What is being asked: To complete the exercise, write out all the data exactly.
*** Opening of Records shown ***
PR #5928, opened 2023-09-13
Config option for default future months on category page

### LINKED ISSUE #2984: Improve logic to determine which events to show on the category page
> on June 27 an event of July 5th is not show automatically but the person need to click on show future events in order to see what is going on ...next week .. that is also next month …
isn’t it possible to change the time gap and show all events that are organised at least 2-3 weeks in the future ?

The current logic there is:

> Current events, which are always shown by default are events of this month and of the previous month. 
> If there are no events in this range, it will include the last and next month containing events.

We probably do not want to show partial months (this would likely require extra changes to the JS/template), but showing the full next month may also be spammy. One option could be showing the next month if there's less than one week left in the current one.

kewisch:
Fixes #2984.

### DIFF
--- a/indico/migrations/versions/20230913_2116_155cfc134f0c_future_events_threshold_setting.py
+++ b/indico/migrations/versions/20230913_2116_155cfc134f0c_future_events_threshold_setting.py
@@ -1,0 +1,25 @@
+"""Setting for future events threshold
+
+Revision ID: 155cfc134f0c
+Revises: 0c44046dc1be
+Create Date: 2023-09-13 21:16:13.839731
+"""
+
+import sqlalchemy as sa
+from alembic import op
+
+
+# revision identifiers, used by Alembic.
+revision = '155cfc134f0c'
+down_revision = '0c44046dc1be'
+branch_labels = None
+depends_on = None
+
+
+def upgrade():
+    op.add_column('categories', sa.Column('show_future_months', sa.Integer(), nullable=False, server_default='0'), schema='categories')
+    op.alter_column('categories', 'show_future_months', server_default=None, schema='categories')
+
+
+def downgrade():
+    op.drop_column('categories', 'show_future_months', schema='categories')
--- a/indico/modules/categories/forms.py
+++ b/indico/modules/categories/forms.py
@@ -32,8 +32,8 @@ from indico.web.forms.widgets import HiddenCheckbox, SwitchWidget
 
 class CategorySettingsForm(IndicoForm):
     BASIC_FIELDS = ('title', 'description', 'timezone', 'lecture_theme', 'meeting_theme', 'visibility',
-                    'suggestions_disabled', 'is_flat_view_enabled', 'event_creation_notification_emails',
-                    'notify_managers')
+                    'suggestions_disabled', 'is_flat_view_enabled', 'show_future_months',
+                    'event_creation_notification_emails', 'notify_managers')
     EVENT_HEADER_FIELDS = ('event_message_mode', 'event_message')
 
     title = StringField(_('Title'), [DataRequired()])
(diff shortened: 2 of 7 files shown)


indico/modules/categories/forms.py
```diff
@@ -52,6 +52,10 @@ class CategorySettingsForm(IndicoForm):
                                         description=_('Allow users to view all the events descending from this '
                                                       'category in one single page. This is not recommended on large '
                                                       'categories with thousands of events.'))
+    show_future_months = IntegerField(_('Furture months threshold'), [NumberRange(min=0)],
```
ThiefMaster, line 55:
```suggestion
    show_future_months = IntegerField(_('Future months threshold'), [NumberRange(min=0)],
```

indico/modules/categories/models/categories.py
```diff
@@ -175,6 +175,11 @@ def __table_args__(cls):
         nullable=False,
         default=False
     )
+    show_future_months = db.Column(
+        db.Integer,
+        nullable=False,
+        default=1
```
ThiefMaster, line 181:
```suggestion
        default=0
```

matching the current behavior and the default set in the alembic revision

indico/migrations/versions/20230913_2116_155cfc134f0c_future_events_threshold_setting.py
```diff
@@ -0,0 +1,25 @@
...
+
+# revision identifiers, used by Alembic.
+revision = '155cfc134f0c'
+down_revision = '0c44046dc1be'
+branch_labels = None
+depends_on = None
+
+
+def upgrade():
+    op.add_column('categories', sa.Column('show_future_months', sa.Integer(), nullable=False, server_default=str(0)), schema='categories')
```
ThiefMaster, line 20:
```suggestion
    op.add_column('categories', sa.Column('show_future_months', sa.Integer(), nullable=False, server_default='0'),
                  schema='categories')
```

indico/modules/categories/models/categories.py
kewisch: Ah yes, I was going back and forth on this and missed changing it back. Thanks!

indico/modules/categories/operations.py
```diff
@@ -83,6 +83,7 @@ def _log_category_update(category, changes, extra_log_fields):
         'timezone': {'title': 'Timezone', 'type': 'string'},
         'suggestions_disabled': 'Disable suggestions',
         'is_flat_view_enabled': 'Allow flat view',
+        'show_future_months': 'Show future months',
```
ThiefMaster, line 86:
```suggestion
        'show_future_months': 'Future months threshold',
```

indico/modules/categories/forms.py
```diff
@@ -52,6 +52,10 @@ class CategorySettingsForm(IndicoForm):
                                         description=_('Allow users to view all the events descending from this '
                                                       'category in one single page. This is not recommended on large '
                                                       'categories with thousands of events.'))
+    show_future_months = IntegerField(_('Future months threshold'), [NumberRange(min=0)],
+                                      description=_('Future months to show by default on the category page. If no '
+                                                    'events are found, the next 1 month after with events will be '
+                                                    'shown.'))
```
ThiefMaster, line 58: Not sure if this is really clear. I mean I understand what it does after looking at the code, but as a user I don't think I'd have an idea what this setting does and if/why I should change it...

kewisch: Yeah, the 1 month after also makes it a little less straightforward. How about turning it around?

> Events past the threshold will be hidden by default to avoid clutter, the user can click to expand them. If no events are found within this threshold, it is extended to show the first month with events.

ThiefMaster: sounds good!

ThiefMaster (approved):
*** Close of Records shown ***
Answer to this problem:
PR #5928, opened 2023-09-13
Config option for default future months on category page

### LINKED ISSUE #2984: Improve logic to determine which events to show on the category page
> on June 27 an event of July 5th is not show automatically but the person need to click on show future events in order to see what is going on ...next week .. that is also next month …
isn’t it possible to change the time gap and show all events that are organised at least 2-3 weeks in the future ?

The current logic there is:

> Current events, which are always shown by default are events of this month and of the previous month. 
> If there are no events in this range, it will include the last and next month containing events.

We probably do not want to show partial months (this would likely require extra changes to the JS/template), but showing the full next month may also be spammy. One option could be showing the next month if there's less than one week left in the current one.

kewisch:
Fixes #2984.

### DIFF
--- a/indico/migrations/versions/20230913_2116_155cfc134f0c_future_events_threshold_setting.py
+++ b/indico/migrations/versions/20230913_2116_155cfc134f0c_future_events_threshold_setting.py
@@ -1,0 +1,25 @@
+"""Setting for future events threshold
+
+Revision ID: 155cfc134f0c
+Revises: 0c44046dc1be
+Create Date: 2023-09-13 21:16:13.839731
+"""
+
+import sqlalchemy as sa
+from alembic import op
+
+
+# revision identifiers, used by Alembic.
+revision = '155cfc134f0c'
+down_revision = '0c44046dc1be'
+branch_labels = None
+depends_on = None
+
+
+def upgrade():
+    op.add_column('categories', sa.Column('show_future_months', sa.Integer(), nullable=False, server_default='0'), schema='categories')
+    op.alter_column('categories', 'show_future_months', server_default=None, schema='categories')
+
+
+def downgrade():
+    op.drop_column('categories', 'show_future_months', schema='categories')
--- a/indico/modules/categories/forms.py
+++ b/indico/modules/categories/forms.py
@@ -32,8 +32,8 @@ from indico.web.forms.widgets import HiddenCheckbox, SwitchWidget
 
 class CategorySettingsForm(IndicoForm):
     BASIC_FIELDS = ('title', 'description', 'timezone', 'lecture_theme', 'meeting_theme', 'visibility',
-                    'suggestions_disabled', 'is_flat_view_enabled', 'event_creation_notification_emails',
-                    'notify_managers')
+                    'suggestions_disabled', 'is_flat_view_enabled', 'show_future_months',
+                    'event_creation_notification_emails', 'notify_managers')
     EVENT_HEADER_FIELDS = ('event_message_mode', 'event_message')
 
     title = StringField(_('Title'), [DataRequired()])
(diff shortened: 2 of 7 files shown)


indico/modules/categories/forms.py
```diff
@@ -52,6 +52,10 @@ class CategorySettingsForm(IndicoForm):
                                         description=_('Allow users to view all the events descending from this '
                                                       'category in one single page. This is not recommended on large '
                                                       'categories with thousands of events.'))
+    show_future_months = IntegerField(_('Furture months threshold'), [NumberRange(min=0)],
```
ThiefMaster, line 55:
```suggestion
    show_future_months = IntegerField(_('Future months threshold'), [NumberRange(min=0)],
```

indico/modules/categories/models/categories.py
```diff
@@ -175,6 +175,11 @@ def __table_args__(cls):
         nullable=False,
         default=False
     )
+    show_future_months = db.Column(
+        db.Integer,
+        nullable=False,
+        default=1
```
ThiefMaster, line 181:
```suggestion
        default=0
```

matching the current behavior and the default set in the alembic revision

indico/migrations/versions/20230913_2116_155cfc134f0c_future_events_threshold_setting.py
```diff
@@ -0,0 +1,25 @@
...
+
+# revision identifiers, used by Alembic.
+revision = '155cfc134f0c'
+down_revision = '0c44046dc1be'
+branch_labels = None
+depends_on = None
+
+
+def upgrade():
+    op.add_column('categories', sa.Column('show_future_months', sa.Integer(), nullable=False, server_default=str(0)), schema='categories')
```
ThiefMaster, line 20:
```suggestion
    op.add_column('categories', sa.Column('show_future_months', sa.Integer(), nullable=False, server_default='0'),
                  schema='categories')
```

indico/modules/categories/models/categories.py
kewisch: Ah yes, I was going back and forth on this and missed changing it back. Thanks!

indico/modules/categories/operations.py
```diff
@@ -83,6 +83,7 @@ def _log_category_update(category, changes, extra_log_fields):
         'timezone': {'title': 'Timezone', 'type': 'string'},
         'suggestions_disabled': 'Disable suggestions',
         'is_flat_view_enabled': 'Allow flat view',
+        'show_future_months': 'Show future months',
```
ThiefMaster, line 86:
```suggestion
        'show_future_months': 'Future months threshold',
```

indico/modules/categories/forms.py
```diff
@@ -52,6 +52,10 @@ class CategorySettingsForm(IndicoForm):
                                         description=_('Allow users to view all the events descending from this '
                                                       'category in one single page. This is not recommended on large '
                                                       'categories with thousands of events.'))
+    show_future_months = IntegerField(_('Future months threshold'), [NumberRange(min=0)],
+                                      description=_('Future months to show by default on the category page. If no '
+                                                    'events are found, the next 1 month after with events will be '
+                                                    'shown.'))
```
ThiefMaster, line 58: Not sure if this is really clear. I mean I understand what it does after looking at the code, but as a user I don't think I'd have an idea what this setting does and if/why I should change it...

kewisch: Yeah, the 1 month after also makes it a little less straightforward. How about turning it around?

> Events past the threshold will be hidden by default to avoid clutter, the user can click to expand them. If no events are found within this threshold, it is extended to show the first month with events.

ThiefMaster: sounds good!

ThiefMaster (approved):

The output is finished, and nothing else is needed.